[Saved data entries]
# # #
PR #1599, opened 2025-01-22
Add Float8QuantizedTensor (AQT subclass) and replace to_affine_quantized_floatx with to_affine_quantized_float8 in quantization APIs

danielvegamyhre:
**Context**

Currently, AQT has the method [from_hp_to_floatx](https://github.com/pytorch/ao/blob/5d1444bdef6df15eb89c4c5716ede1c5f8677798/torchao/dtypes/affine_quantized_tensor.py#L351) for float8 quantization, and [from_hp_to_fpx](https://github.com/pytorch/ao/blob/5d1444bdef6df15eb89c4c5716ede1c5f8677798/torchao/dtypes/affine_quantized_tensor.py#L399) for low precision floating point data types like fp6 (technically can support fp1-fp7).

`from_hp_to_floatx` re-uses [from_hp_to_intx](https://github.com/pytorch/ao/blob/5d1444bdef6df15eb89c4c5716ede1c5f8677798/torchao/dtypes/affine_quantized_tensor.py#L352), which in turn uses these [generic quantization primitives](https://github.com/pytorch/ao/blob/5d1444bdef6df15eb89c4c5716ede1c5f8677798/torchao/dtypes/affine_quantized_tensor.py#L250-L277). 

Overall, in the current state the float8 path is a bit confusing for developers, due to both the naming ("floatx") and the use of generic functions which include a bunch of params which are unrelated to float8 quantization.

**Summary of changes**

The goal of this PR stack is to refactor this to have a clean separation of concerns, and simpler internal API surfaces for code using in float8 quantization for inference.

Specifically:
- Separate quantization primitives for float8 
- Integrate those new quant primitives into AQT 
- Integrate new AQT methods into float8 quantization APIs <------------------- (this PR)

**Note**: I will add float8 static quantization in a separate set of PRs.


danielvegamyhre:
* (to be filled)

jerryzh168:
thanks, we also want to split out a Float8 (and floatx) specific AQT implementations as well, I talked to @jainapurva before

danielvegamyhre:
> thanks, we also want to split out a Float8 (and floatx) specific AQT implementations as well, I talked to @jainapurva before

Yep that makes sense, when I talked to her earlier she said she is planning to create these AQT subclasses, so I decided to do this part of the refactor.

torchao/dtypes/__init__.py
```diff
@@ -38,6 +34,7 @@
     "to_affine_quantized_fpx",
     "to_affine_quantized_floatx",
```
jainapurva, line 35: Please remove floatx, float8 should replace floatx.

jainapurva:
> > thanks, we also want to split out a Float8 (and floatx) specific AQT implementations as well, I talked to @jainapurva before
> 
> 
> 
> Yep that makes sense, when I talked to her earlier she said she is planning to create these AQT subclasses, so I decided to do this part of the refactor.

Yes, we want all the instances replaced. Autoquant is using it for Float8. Hence would be better to rename it float8

danielvegamyhre:
> > > thanks, we also want to split out a Float8 (and floatx) specific AQT implementations as well, I talked to @jainapurva before
> > 
> > 
> > Yep that makes sense, when I talked to her earlier she said she is planning to create these AQT subclasses, so I decided to do this part of the refactor.
> 
> Yes, we want all the instances replaced. Autoquant is using it for Float8. Hence would be better to rename it float8

Done!

torchao/dtypes/float8/float8_layout.py
```diff
@@ -209,19 +215,64 @@ def __repr__(self):
         )
 
 
+class Float8QuantizedTensor(AffineQuantizedTensor):
```
vkuzo, line 218: I'm not a fan of this, this introduces one more abstraction (`Float8QuantizedTensor`), while keeping the complexity of `AffineQuantizedTensor`.  I think either staying with AQT or just writing a float8 tensor without using AQT would seem more attractive.

danielvegamyhre: Interesting perspective - cc @jainapurva @jerryzh168 thoughts on this?

danielvegamyhre:
Discussed offline, closing until internal discussions are finalized.

PR #1601, opened 2025-01-22
Jcaip/llm bsr

jcaip:
This PR promotes Supermask and block sparsity from prototype -> `torchao.sparsity`

It adds a new public API for `SupermaskLinear`, which users can use to add Supermask to their models with

```
sparsify_(model, lambda x: SupermaskLinear.to_dense(x, sparsity_level=0.9)
```

I have also modified all the existing supermask sam testing code to use this new API. 

It also ports over the triton addmm kernels from core, to let us modify them as needed. I've added padding support into the triton kernel, which was a 4 tok/s improvement (214 -> 218). 

* Adds padding to BSR

On a H100 benchmarking with the following commands
```
export MODEL_REPO=meta-llama/Meta-Llama-3.1-8B

python generate.py --checkpoint_path $CHECKPOINT_PATH/$MODEL_REPO/model.pth --compile --compile_prefill --write_result benchmark_results.txt --prefill_size 8192 --profile baseline_prefill
python generate.py --checkpoint_path $CHECKPOINT_PATH/$MODEL_REPO/model.pth --compile --compile_prefill --write_result benchmark_results.txt --prefill_size 8192 --sparsity bsr --profile bsr_prefill
python generate.py --checkpoint_path $CHECKPOINT_PATH/$MODEL_REPO/model.pth --compile --compile_prefill --write_result benchmark_results.txt --profile baseline
python generate.py --checkpoint_path $CHECKPOINT_PATH/$MODEL_REPO/model.pth --compile --compile_prefill --write_result benchmark_results.txt --sparsity bsr --profile bsr
```

yields a 134 -> 218 tok/s improvemnt on LLM decoding.


torchao/prototype/sparsity/superblock/bsr_triton_ops.py
```diff
@@ -0,0 +1,2541 @@
...
+        for _ in range(row_nnz):
+            values_block = tl.load(values_block_ptrs)
+
+            # find which row of dense needs to get loaded
+            # for multiplication with values_block.
+            dense_row_idx = tl.load(col_index_nnz_ptr)
+            offsets = tl.arange(0, 16)[None, :]
+            dense_block = tl.load(
+                dense_block_ptrs + dense_tiled_row_stride * dense_row_idx,
+                mask=offsets < BLOCKSIZE_COL,
```
jcaip, line 2480: cc @cpuhrsch masking added in here for the padding

torchao/prototype/sparsity/superblock/bsr_triton_ops.py
```diff
@@ -0,0 +1,2541 @@
...
+        nnz_offset = tl.load(crow_indices_offset_ptr)
+        nnz_offset_next = tl.load(crow_indices_offset_ptr + crow_indices_stride)
+
+        # Compute nnz for the row with number row_block_pid.
+        row_nnz = nnz_offset_next - nnz_offset
+
+        row_block_arange = tl.arange(0, BLOCKSIZE_ROW)
+        inner_block_arange = tl.arange(0, BLOCKSIZE_INNER)
+
+        if BLOCKSIZE_COL < 16 or BLOCKSIZE_COL % 16 != 0:
```
jcaip, line 2426: This is the padding logic (need to do this properly instead of hardcoding 16)

torchao/prototype/sparsity/superblock/blocksparse.py
```diff
@@ -206,6 +241,69 @@ def block_sparse_detach(func, types, args, kwargs):
...
+                                 bsr.col_indices(),
+                                 new_values)
+
+    if isinstance(bsr, torch.Tensor) and isinstance(t, BlockSparseTensor):
+        return my_mul(t, bsr)
+    return my_mul(bsr, t)
+
+
+@implements(aten.sum.dim_IntList)
+def block_sparse_sum(func, types, args, kwargs):
```
jcaip, line 287: cc @cpuhrsch This computes the sum properly for the fast path reduction, but doesn't work with compile because of L300 `temp_sum = bsr.values()[start:stop]` which errors out on data dependent flow.

I think we can add a new kernel to the `bsr_dense_addmm` implementation to handle the fast path there instead, and rewrite this using triton

cpuhrsch: Right, so here it's useful to view crow_indices and values as a NestedTensor and then use sum from there :) This is possible because values + crow_indices is like values + offsets.

PR #1607, opened 2025-01-23
[WIP] speed up CodebookQuantizedTensor inference

DerekLiu35:
This PR tries to speedup inference for https://github.com/pytorch/ao/issues/1195

Currently I've ported code1x16 matrix multiplication kernels from AQLM to torchao 

#### **Usage**
[Demo notebook with preliminary tests](https://gist.github.com/DerekLiu35/54965431689b0578c89411b2a4ab1b61)

- Preliminary tests show a ~2x speedup for linear layer compared to the fallback implementation.
- Matches AQLM's performance for `(1, 8)` block sizes 
- quantization error of kernel seems much higher than fallback implementation, need to investigate more

### **ToDo**

- [ ] Improve performance for block sizes of `(1, 1)`.
- [ ] Add triton fall back for other block sizes
- [ ] Add tests.
- [ ] Update benchmarks

Would appreciate feedback on approach and preliminary results
@jerryzh168 @pawarmanasi07


jcaip:
cc @DerekLiu35 are you still planning to work on this?

PR #1615, opened 2025-01-24
Move tensor_flatten/unflatten from AQT -> TensorAOBaseClass

jainapurva:


torchao/utils.py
# # #
> **EXERCISE OBJECTIVE**: Search the data above for the string "speedup" and copy each line that has it.

> **EXERCISE OUTPUT**:
This PR tries to speedup inference for https://github.com/pytorch/ao/issues/1195
- Preliminary tests show a ~2x speedup for linear layer compared to the fallback implementation.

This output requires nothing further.